A mensagem foi transmitida pelo diretor do Escritório de Assuntos Brasileiros e do Cone Sul, do Departamento de Estado, Jim Carragher, durante uma palestra sobre o futuro das relações entre os países durante o governo Lula. Ela foi promovida pelo Centro de Estudos Estratégicos e Internacionais (CSIS), uma organização de análises políticas de Washington.
- A melhoria do nosso relacionamento nos levará a realizar consultas mútuas constantemente e numa ampla variedade de fóruns. Nós consideramos o Brasil um parceiro regional e continuaremos a consultá-lo em relação aos assuntos internacionais. É importante e natural ter amplas consultas com o Brasil – afirmou Carragher.
A seu lado, o ex-embaixador dos EUA no Brasil, Anthony Harrington, acrescentou:
- A agenda de Lula é compatível com a dos EUA. É claro que continuaremos a ter disputas comerciais, mas não veremos o Brasil deixar as negociações para a criação da Área de Livre Comércio das Américas. Somos um mercado crucial para o Brasil, e vice-versa.

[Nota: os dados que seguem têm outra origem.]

Issue #107, opened 2025-05-19
Passing of Delegated Tokens When Launching Agents


AK2000:
### Describe the Request

The current method of instantiating an agent that can use the authenticated exchange is not ideal. It relies on passing the same access token to all launch agents so they can communicate with the exchange. In this model these tokens are subject to expiration, with no recourse for the launched agent, they may be intercepted and used without protection, and they can only be revoked for all launched agents. The canonical flow would involve creating a unique auth client for each agent, and creating delegated tokens to each launched agent.

PR #124, opened 2025-06-17
Add agent registration info protocol

AK2000:
# Description
Introduce a protocol so that exchanges can return additional information when registering an Agent and get passed additional information when launching an agent. This protocol is the beginning of implementing #107 

### Type of Change

- [ ] New feature (non-breaking change which adds functionality)
- [ ] Refactoring (internal implementation changes)
- [ ] Documentation update (no changes to the code)
- [ ] CI change (changes to CI workflows, packages, templates, etc.)
- [ ] Version changes (changes to the package or dependency versions)

## Pull Request Checklist

### DIFF
--- a/academy/agent.py
+++ b/academy/agent.py
@@ -97,7 +97,7 @@ class Agent(Generic[BehaviorT]):
 
     Args:
         behavior: Behavior that the agent will exhibit.
-        agent_id: EntityId of this agent in a multi-agent system.
+        agent_info: RegistrationInfo of this agent created by the exchange.
         exchange: Message exchange of multi-agent system. The agent will close
             the exchange when it finished running.
         config: Agent execution parameters.
--- a/academy/agent.py
+++ b/academy/agent.py
@@ -70,8 +70,8 @@ class AgentRunConfig:
 def _agent_trampoline(
     behavior: BehaviorT,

Por sua vez, Bill Perry, conselheiro especial do Secretário de Estado Assistente para Assuntos Hemisféricos, Otto Reich, que também fazia parte da mesa, afirmou à platéia que “Lula está sinceramente comprometido com as reformas fiscais”, e que um dos seus maiores objetivos seria o de mostrar que o PT é capaz de governar:
- Nota-se, por suas declarações, que ele quer fazer tudo certo. Haverá pressões, problemas, e uma boa dose de dores de cabeça. Mas esse é o desafio que ele abraça.
Carragher, então, emendou:
- Bom… nós preferimos ter dores de cabeça democráticas do que não democráticas. Nós temos de dar a Lula alguns meses e não apenas algumas semanas (para agir). Ele não é Castro e nem Chávez. É um verdadeiro democrata. Concorreu quatro vezes, perdeu três, e tentou de novo. Isso nos dá uma grande esperança.
Harrington endossou:
- Lula cresceu com o tempo. Ele reconheceu que o país mudou e ele próprio mudou. De fato não é Castro e nem Chávez. Ele perdeu três eleições e aceitou o resultado: é um dos democratas mais persistentes que eu conheço.
Reino Unido divulga nota cumprimentando Lula – Na segunda, o primeiro-ministro britânico Tony Blair cumprimentou Lula pelo telefone e o convidou a visitar o Reino Unido. Mas só ontem, o governo britânico emitiu uma nota oficial sobre a eleição. É que o resultado no Brasil saiu junto com mudanças no gabinete e apenas ontem foram confirmadas as novas atribuições dos ministros parlamentares que atuam na Secretaria de Relações Exteriores.
O deputado Bill Rammell é o novo ministro parlamentar que cuidará de América Latina. Ele substitui o deputado Denis MacShane, que passa ser o ministro encarregado da Europa. E um dos primeiros atos de Rammell foi a nota de congratulação a Lula e ao PT pelo sucesso nas eleições.